There's very little software that can take advantage of these
powerful computers, says technology analyst Rob Enderle. That means there's no "killer app,"
the program that's so cool or so useful it persuades everyday PC users to trade
up.
While the microprocessors that act as the brains inside netbooks
are less powerful than even those found in inexpensive full-size laptops, they
are sufficient for most Web browsing, e-mailing and word processing. And these
computers are getting bigger hard drives, which you need for storing digital
photos, music and video. Overall, they're good enough that, to people replacing
three- and four-year-old PCs, netbooks feel downright fast.
Go for more power only if you watch high-definition TV and
films, or edit HD home movies. Those tasks would require beefier machines.
Everything's getting carried away: People want Internet
access all the time, and PC-makers are betting "smart" phones — even
the iPhone — aren't big or ergonomic enough for anything more complex or time-consuming
than a quick e-mail reply.
But already the line between phones and PCs is blurring:
PC-makers are teaming with mobile carriers to sell netbooks that cost as little
as $99 (¥8,900) as long as the buyer subscribes to a wireless data service. A
new buzzword, "smartbooks," is emerging to describe a device that
runs a smart-phone operating system such as Google Inc.'s Android but on bigger
hardware that is more like a PC than a phone.

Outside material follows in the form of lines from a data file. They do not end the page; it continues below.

PR #111, opened 2018-02-24
Fix evaluate

amj:
Rewrites the evaluate command to actually work w/ the new trainer rewrite and the new vlosses rewrite.

At some point, the 'name' field was removed from the DualNetwork object, although not actually removed from places that either set or referenced it.  Happily, those codepaths did not diverge...
Perhaps the player object should keep track of its semantic 'name', distinct from the filename/path used to reference its network files, and also distinct from the identifier it uses for GTP.

### DIFF
--- a/evaluation.py
+++ b/evaluation.py
@@ -20,6 +20,8 @@ import sgf_wrapper
 
 from gtp_wrapper import MCTSPlayer
 
+SIMULTANEOUS_LEAVES = 8
+
 
 def play_match(black_net, white_net, games, readouts, sgf_dir, verbosity):
     """Plays matches between two neural nets.
@@ -34,9 +36,9 @@ def play_match(black_net, white_net, games, readouts, sgf_dir, verbosity):
 
     # For n games, we create lists of n black and n white players
     black = MCTSPlayer(
-        black_net, verbosity=verbosity, two_player_mode=True)
+        black_net, verbosity=verbosity, two_player_mode=True, num_parallel=SIMULTANEOUS_LEAVES)
     white = MCTSPlayer(
-        white_net, verbosity=verbosity, two_player_mode=True)
+        white_net, verbosity=verbosity, two_player_mode=True, num_parallel=SIMULTANEOUS_LEAVES)
 
     black_name = os.path.basename(black_net.save_file)
     white_name = os.path.basename(white_net.save_file)
@@ -78,13 +80,13 @@ def play_match(black_net, white_net, games, readouts, sgf_dir, verbosity):
             move = active.pick_move()
             active.play_move(move)
             inactive.play_move(move)
-            print(active.root.position)
 
             dur = time.time() - start
             num_move += 1
 
             if (verbosity > 1) or (verbosity == 1 and num_move % 10 == 9):
                 timeper = (dur / readouts) * 100.0
+                print(active.root.position)
                 print("%d: %d readouts, %.3f s/100. (%.2f sec)" % (num_move,
                                                                    readouts,
                                                                    timeper,
--- a/evaluation.py
+++ b/evaluation.py
@@ -14,84 +14,78 @@
 
 """Evalation plays games between two neural nets."""
 
+import os
 import time
+import sgf_wrapper
 
 from gtp_wrapper import MCTSPlayer
 
 
-def play_match(black_net, white_net, games, readouts, verbosity):
+def play_match(black_net, white_net, games, readouts, sgf_dir, verbosity):
     """Plays matches between two neural nets.
 
     black_net: Instance of minigo.DualNetwork, a wrapper around a tensorflow
         convolutional network.
     white_net: Instance of the minigo.DualNetwork.
     games: number of games to play. We play all the games at the same time.
+    sgf_dir: directory to write the sgf results.
     readouts: number of readouts to perform for each step in each game.
     """
 
     # For n games, we create lists of n black and n white players
-    black_players = [MCTSPlayer(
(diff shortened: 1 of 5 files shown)


local_rl_loop.py
```diff
@@ -79,6 +80,10 @@ def rl_loop():
             holdout_pct=100,
             readouts=10)
 
+        print("See sgf files here?")
+        sgf_listing = subprocess.check_output("ls -l {}/full".format(sgf_dir).split())
```
Kashomon: Just use https://docs.python.org/3/library/os.html#os.listdir and filter?

local_rl_loop.py
```diff
@@ -79,6 +80,10 @@ def rl_loop():
             holdout_pct=100,
             readouts=10)
 
+        print("See sgf files here?")
```
Kashomon: Not sure I understand this comment.

amj: these are 'integration tests' with big scare quotes.  If you're running this and you want to see that everything still works, you should see some files with nonzero size.

local_rl_loop.py
amj: see below; i'd like to see these are nonzero size files.

evaluation.py
```diff
@@ -14,84 +14,80 @@
...
+                                                  active.result_string, black_name=black_name,
+                                                  white_name=white_name)
+                    _file.write(sgfstr)
+                print("Finished game", i, active.result_string)
+                break
+
             move = active.pick_move()
             active.play_move(move)
             inactive.play_move(move)
+            print(active.root.position)
```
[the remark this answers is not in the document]
amj: Good point, i should check the verbosity level.

evaluation.py
```diff
@@ -14,84 +14,82 @@
...
-        # print some stats on the search
-        if verbosity >= 3:
-            print(player_pairs[0][0].root.position)
-
-        for black, white in player_pairs:
-            active = white if num_moves % 2 else black
-            inactive = black if num_moves % 2 else white
+        while True:
+            start = time.time()
+            for _ in range(readouts):
```
brilee: this should read `while player.num_readouts < readouts`, because parallel vloss search will add up to 8 readouts per tree_search call.

evaluation.py
```diff
@@ -14,84 +14,82 @@
...
+                player = white if num_move % 2 else black
```
brilee: this should happen outside of for loop,

evaluation.py
```diff
@@ -14,84 +14,82 @@
...
+                player.tree_search()
+
+            # print some stats on the search
+            if verbosity >= 3:
+                print(player.root.position)
+
+            active = white if num_move % 2 else black
```
brilee: this computation should happen once at top

evaluation.py
```diff
@@ -14,84 +14,82 @@
...
+                active.set_result(-1 *
+                                  active.root.position.to_play, was_resign=True)
+                inactive.set_result(
+                    active.root.position.to_play, was_resign=True)
+
+            if active.is_done():
+                fname = "{:d}-{:s}-vs-{:s}-{:d}.sgf".format(int(time.time()),
+                                                            white_name, black_name, i)
+                with open(os.path.join(sgf_dir, fname), 'w') as _file:
+                    sgfstr = sgf_wrapper.make_sgf(active.position.recent,
```
brilee: I could have sworn I had some cute code snippet that would splice in alternate comments from both players so you'd get to see both players' debug perspectives. Let me figure out where I put it...

evaluation.py
```diff
@@ -14,84 +14,82 @@
...
+                print(player.root.position)
+
+            active = white if num_move % 2 else black
+            inactive = black if num_move % 2 else white
             # First, check the roots for hopeless games.
             if active.should_resign():  # Force resign
-                continue
+                active.set_result(-1 *
+                                  active.root.position.to_play, was_resign=True)
+                inactive.set_result(
```
brilee: do you need to set this result if you don't use inactive's result string?

evaluation.py
```diff
@@ -14,84 +14,82 @@
...
+                    active.root.position.to_play, was_resign=True)
+
+            if active.is_done():
```
brilee: seems like you could just remove this check and fuse the contents of this IF with the contents of the IF above. Then you wouldn't need is_done() either.

local_rl_loop.py
brilee: https://docs.python.org/3/library/os.html#os.scandir  is the equivalent of `ls -l` in pure python

brilee: also, `subprocess.X(some_string.split())` is an antipattern. If `some_string` contains an unintended space, it would be the equivalent of passing in a filename to a bash command where the filename had a space in it. In bash, you would quote the filename; the way python would know to quote the filename is by passing in a list as you intended it to be split: `subprocess.check_output(['ls', '-l', filename])`

evaluation.py
amj: Oops, right.

evaluation.py
amj: Added.

evaluation.py
amj: Done

amj:
'scandir' is not quite what i want.  i just want it to spit out 'ls -l' so i can verify there's some kind of nonzero-sized files.  I don't want to check what they are, or read them, or make any other assertions other than 'looks like small SGFs were written'.  

Re: subprocess.x(foo.split()) right right right, fixed.

PR #112, opened 2018-02-24
Refactor cluster directory.

Kashomon:
Refactor the cluster directory somewhat to set-up for a more complex
topology (evaluation server, etc.). In particular, this commit:

- Moves self-play specific logic to a selfplay directory.
- Adds an unset_common.sh helper
- Fixes some bucket-permissions logic.
- Add a bootstrap-model helper
- Make the scripts not depend on the CWD of the caller.


cluster/selfplay/deploy-cpu-player.sh
```diff
@@ -12,9 +13,8 @@
 # See the License for the specific language governing permissions and
 # limitations under the License.
 
-#!/bin/bash
-
-source ./common.sh
+SCRIPT_DIR="$( cd "$( dirname "${BASH_SOURCE[0]}" )" && pwd )"
+source ${SCRIPT_DIR}/../common.sh
```
amj: i'm a little concerned by the "SCRIPT_DIR" shenanigans when they're immediately followed by referencing a parent directory.  Seems like having a pwd-independent script that immediately asserts a dependency on its directory hierarchy is working at cross purposes.

PR #113, opened 2018-02-25
Estimator rewrite

brilee:
Estimator rewrite!

Rough outline: training occurs locally, with checkpointing happening automatically. After a fixed number of steps, as calculated by generation number, we take the latest exported checkpoint on disk and copy it to GCS, where the selfplay workers pick it up.

All logging is confirmed working, including a sessionrunhook to calculate update ratios. Apparently Estimator throws in a "steps per second" logger for free, too. Validation now has a nice framework under which to classify selfplay vs. pro dataset validation.

There's some continued hyperparameter ugliness; my next task will be to clean all this up.

### DIFF
--- a/dual_net.py
+++ b/dual_net.py
@@ -358,6 +358,9 @@ def model_fn(features, labels, mode, params, config):
 
 
     metric_ops = {
+        'accuracy': tf.metrics.accuracy(labels=labels['pi_tensor'],
+                                        predictions=policy_output,
+                                        name='accuracy_op'),
         'policy_cost': tf.metrics.mean(policy_cost),
         'value_cost': tf.metrics.mean(value_cost),
         'l2_cost': tf.metrics.mean(l2_cost),
--- a/dual_net.py
+++ b/dual_net.py
@@ -26,6 +26,7 @@ import os.path
 import itertools
 import sys
 import tensorflow as tf
+from tensorflow.python.training.summary_io import SummaryWriterCache
 from tqdm import tqdm
 from typing import Dict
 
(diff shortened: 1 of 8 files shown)


brilee:
@nkashy1 @jmgilmer

dual_net.py
```diff
@@ -271,47 +133,57 @@ def get_default_hyperparams(**overrides):
...
-        pos_tensor: [BATCH_SIZE, go.N, go.N, features.NEW_FEATURES_PLANES]
-        pi_tensor: [BATCH_SIZE, go.N * go.N + 1]
-        value_tensor: [BATCH_SIZE]
+    Args:
+        features: tensor with shape
+            [BATCH_SIZE, go.N, go.N, features.NEW_FEATURES_PLANES]
+        labels: dict from string to tensor with shape
+            'pi_tensor': [BATCH_SIZE, go.N * go.N + 1]
+            'value_tensor': [BATCH_SIZE]
+        mode: a tf.estimator.ModeKeys
```
amj: which modes are supported?

dual_net.py
```diff
@@ -321,58 +193,133 @@ def my_res_layer(inputs, train_mode):
...
+        'accuracy': tf.metrics.accuracy(labels=labels['pi_tensor'],
+                                        predictions=policy_output,
+                                        name='accuracy_op'),
+        'policy_cost': tf.metrics.mean(policy_cost),
+        'value_cost': tf.metrics.mean(value_cost),
+        'l2_cost': tf.metrics.mean(l2_cost),
+        'policy_entropy': tf.metrics.mean(policy_entropy),
+        'combined_cost': tf.metrics.mean(combined_cost),
+    }
+    # Register metrics as tf.summary to make them show up during training
```
amj: "show up" ?

dual_net.py
```diff
@@ -321,58 +193,133 @@ def my_res_layer(inputs, train_mode):
...
+    for metric_name, metric_op in metric_ops.items():
+        tf.summary.scalar(metric_name, metric_op[1])
```
amj: [1] is the op, i guess?  Seems like tf should use a namedtuple or something.

dual_net.py
```diff
@@ -321,58 +193,133 @@ def my_res_layer(inputs, train_mode):
...
+            'policy_output': policy_output,
+            'value_output': value_output,
+        },
+        loss=combined_cost,
+        train_op=train_op,
+        eval_metric_ops=metric_ops,
+        )
+
+
+def get_estimator(working_dir, **hparams):
```
amj: ah, the glorious payoff :)

dual_net.py
```diff
@@ -321,58 +193,133 @@ def my_res_layer(inputs, train_mode):
...
+        hparams: hyperparams of the model.
+    """
+    hparams = get_default_hyperparams(**hparams)
+    # a bit hacky - forge an initial checkpoint with the name that subsequent
+    # Estimator runs will expect to find.
+    #
+    # Estimator will do this automatically when you call train(), but calling
+    # train() requires data, and I didn't feel like creating training data in
+    # order to run the full train pipeline for 1 step.
+    estimator_initial_checkpoint_name = 'model.ckpt-1'
```
amj: what happens if this file exists?

dual_net.py
```diff
@@ -321,58 +193,133 @@ def my_res_layer(inputs, train_mode):
...
+        model_fn(features, labels, tf.estimator.ModeKeys.PREDICT, hparams, None)
+        sess.run(tf.global_variables_initializer())
+        tf.train.Saver().save(sess, save_file)
+
+
+def export_model(working_dir, model_path):
+    """Take the latest checkpoint and export it to model_path for selfplay.
+
+    Assumes that all relevant model files are prefixed by the same name.
+    (For example, foo.index, foo.meta and foo.data-00000-of-00001).
```
amj: maybe later we can export & optimize these graphs for inference as a single file.

dual_net.py
```diff
@@ -321,58 +193,133 @@ def my_res_layer(inputs, train_mode):
...
+        suffix = filename.partition(latest_checkpoint)[2]
+        destination_path = model_path + suffix
+        print("Copying {} to {}".format(filename, destination_path))
+        tf.gfile.Copy(filename, destination_path)
+
+
+def train(working_dir, tf_records, generation_num, **hparams):
+    assert generation_num > 0, "Model 0 is random weights"
+    estimator = get_estimator(working_dir, **hparams)
+    max_steps = generation_num * EXAMPLES_PER_GENERATION // TRAIN_BATCH_SIZE
```
amj: this makes TRAIN_BATCH_SIZE immutable for the length of a run, correct?  I.e., if i lowered it on the fly, the next training run would be WAY more steps, correct?  Can this be based off the last checkpoint global_step instead?

dual_net.py
```diff
@@ -321,58 +193,133 @@ def my_res_layer(inputs, train_mode):
...
+
+
+def validate(working_dir, tf_records, checkpoint_name=None, **hparams):
+    estimator = get_estimator(working_dir, **hparams)
+    if checkpoint_name is None:
+        checkpoint_name = estimator.latest_checkpoint()
+    input_fn = lambda: preprocessing.get_input_tensors(
+        TRAIN_BATCH_SIZE, tf_records, shuffle_buffer_size=1000,
+        filter_amount=0.05)
+    estimator.evaluate(input_fn, steps=1000)
```
amj: so nice!

dual_net.py
```diff
@@ -190,11 +55,11 @@ def __init__(self, save_file, **hparams):
...
     def initialize_graph(self):
         with self.sess.graph.as_default():
-            input_tensors = get_inference_input()
-            output_tensors = dual_net(input_tensors, batch_size=-1,
-                                      train_mode=False, **self.hparams)
-            self.inference_input = input_tensors
-            self.inference_output = output_tensors
+            features, labels = get_inference_input()
+            estimator_spec = model_fn(features, labels,
+                tf.estimator.ModeKeys.PREDICT, self.hparams, None)
```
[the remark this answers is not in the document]
brilee: done

dual_net.py
```diff
@@ -190,11 +55,11 @@ def __init__(self, save_file, **hparams):
 
     def initialize_graph(self):
         with self.sess.graph.as_default():
-            input_tensors = get_inference_input()
-            output_tensors = dual_net(input_tensors, batch_size=-1,
-                                      train_mode=False, **self.hparams)
-            self.inference_input = input_tensors
-            self.inference_output = output_tensors
+            features, labels = get_inference_input()
```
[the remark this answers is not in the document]
brilee: docstring added

dual_net.py
brilee: comment added

dual_net.py
brilee: Digging into it, `metric_op` is a tuple of
mean: A Tensor representing the current mean, the value of total divided by count.
update_op: An operation that increments the total and count variables appropriately and whose value matches mean_value.

It seems like the only difference is whether all N total/count are used, or N-1 total/count are used. Agree it's still a bit confusing.

dual_net.py
brilee: comment added

dual_net.py
brilee: Hm. Would probably get overwritten. Probably not a big deal, because old checkpoints are not really used other than for backup purposes.

dual_net.py
brilee: Hm. Eventually, yes. The default estimator exporter creates a function signature that isn't based on feed_dict, but rather, hardwired to accept serialized tf.Example objects. Which is to say, I think the Estimator API expects deserialization to happen in the model_fn rather than the input_fn. But I put the deserialization code in the input_fn so that we could use feed_dict as an alternate input pathway into model_fn. Some wrangling will be necessary later on, I think, if we want to make C++ inference work.

dual_net.py
brilee: Yes, this would make the batch size and examples_per_generation immutable per run.

It'd make the code a bit uglier to pull the global_step in from the previous checkpoint, but I agree it'd make for a more robust calculation.

main.py
```diff
@@ -76,38 +76,41 @@ def gtp(load_file: "The path to the network model files"=None,
...
-def validate(*tf_record_dirs, load_file=None, logdir=None, num_steps=100):
-    """Computes the error terms for a set of holdout data specified by
-    `holdout_dir`, using the model specified at `load_file` and logging TB
-    metrics to the dir in `logdir`, using `num_steps` batches of examples
-    """
-    n = dual_net.DualNetworkTrainer(logdir=logdir)
-
+def validate(
+    working_dir: 'tf.estimator working directory',
+    *tf_record_dirs: 'Directory where holdout data are',
```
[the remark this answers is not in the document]
brilee: done

main.py
```diff
@@ -76,38 +76,41 @@ def gtp(load_file: "The path to the network model files"=None,
...
+    checkpoint_name: 'Which checkpoint to evaluate (None=latest)'=None,
+    validate_name: 'Name for validation (i.e. selfplay or professional)'=None):
```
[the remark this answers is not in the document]
brilee: changed to 'human' :P

preprocessing.py
```diff
@@ -85,7 +85,7 @@ def batch_parse_tf_example(batch_size, example_batch):
     Args:
         example_batch: a batch of tf.Example
     Returns:
-        A dict of batched tensors
+        A tuple (feature_tensor, dict of label_tensors)
```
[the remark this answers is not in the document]
brilee: done

rl_loop.py
```diff
@@ -100,7 +103,7 @@ def bootstrap():
     bootstrap_name = shipname.generate(0)
     bootstrap_model_path = os.path.join(MODELS_DIR, bootstrap_name)
     print("Bootstrapping model at {}".format(bootstrap_model_path))
-    main.bootstrap(bootstrap_model_path)
+    main.bootstrap(ESTIMATOR_WORKING_DIR, bootstrap_model_path)
```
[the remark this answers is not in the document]
brilee: done

main.py
```diff
@@ -76,38 +76,41 @@ def gtp(load_file: "The path to the network model files"=None,
             sys.stdout.flush()
 
 
-def bootstrap(save_file):
-    dual_net.DualNetworkTrainer(save_file).bootstrap()
+def bootstrap(working_dir, model_save_file):
+    _ensure_dir_exists(os.path.dirname(model_save_file))
```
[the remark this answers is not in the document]
brilee: comments added; model_save_file renamed to model_save_path

main.py
```diff
@@ -76,38 +76,41 @@ def gtp(load_file: "The path to the network model files"=None,
...
+    working_dir: 'tf.estimator working directory',
+    *tf_record_dirs: 'Directory where holdout data are',
+    checkpoint_name: 'Which checkpoint to evaluate (None=latest)'=None,
+    validate_name: 'Name for validation (i.e. selfplay or professional)'=None):
+    tf_records = []
     with timer("Building lists of holdout files"):
-        tf_records = [item for sublist in map(lambda path: gfile.Glob(
-            os.path.join(path, '*.zz')), tf_record_dirs) for item in sublist]
+        for record_dir in tf_record_dirs:
+            tf_records.extend(gfile.Glob(os.path.join(record_dir, '*.zz')))
```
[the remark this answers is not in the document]
amj: Acknowledged.  Original is a derivative of [this](https://stackoverflow.com/a/952952), although i admit it's a little obfuscated :(.

main.py
```diff
@@ -76,38 +76,41 @@ def gtp(load_file: "The path to the network model files"=None,
...
 
     with timer("Validating from {} to {}".format(os.path.basename(tf_records[0]),
                                                  os.path.basename(tf_records[-1]))):
-        n.validate(tf_records, batch_size=dual_net.TRAIN_BATCH_SIZE,
-                   init_from=load_file, num_steps=num_steps)
+        dual_net.validate(working_dir, tf_records, checkpoint_name=checkpoint_name,
```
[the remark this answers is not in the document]
amj: ack.

dual_net.py
amj: yeah, sorry :(  In theory, they shouldn't change for a run but in practice they might;

amj:
Ok, the code is all LGTM, how should we proceed?  Do we want to do some kind of integration test before merging it in?  Run it on 9x9?

amj:
ok2merge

To get you to carry their laptops to the corner coffee shop, PC
companies are treating their wares as fashion accessories, not just tools. You'll see more colors and
patterns, more design-conscious shapes and upscale materials.
"Thin and light is sort of the new black," says
Forrester Research analyst Paul Jackson.
The next frontier: cutting the cord for longer stretches. New
chips that require less energy are emerging, and advances in battery technology
are expected in the coming years to extend the time people can sit in the
airport watching YouTube.
Hands-on has its place: In 2007, the iPhone made
"multitouch" mainstream. Unlike ATM screens, which recognize one
finger pushing on one spot at a time, the iPhone's screen responds to pinching
and swiping gestures made with multiple fingers. Microsoft Corp.'s coffee-
table-size Surface computer, designed for hotel lobbies and shops and also
released in 2007, responds to similar gestures and can be operated by several
people at once.
Now the PC is in on the action. Windows 7 includes more support
for multitouch applications, making some basic touch commands work even on
programs that weren't designed for it. You'll see more laptops and
"all-in-one" desktops — computers that stash all the technology in
the case behind the screen — with multitouch screens. HP, Dell and others have
designed software intended to make it easy to flip through photos and music or
browse the Web with a fingertip instead of a mouse.
Apple, for its part, has multitouch track pads for laptops and a
multitouch mouse, but says it isn't interested in making a touch-screen Mac.
Chief Operating Officer Tim Cook calls it "a gimmick."
Will multitouch replace the mouse and keyboard? Probably not,
but that doesn't mean it won't become a useful part of the way you work with
your computer. Watching someone who has used a touch-screen computer for
several months is interesting — they'll reach to the screen to scroll down a
Web page just as fluidly as they type and use the mouse.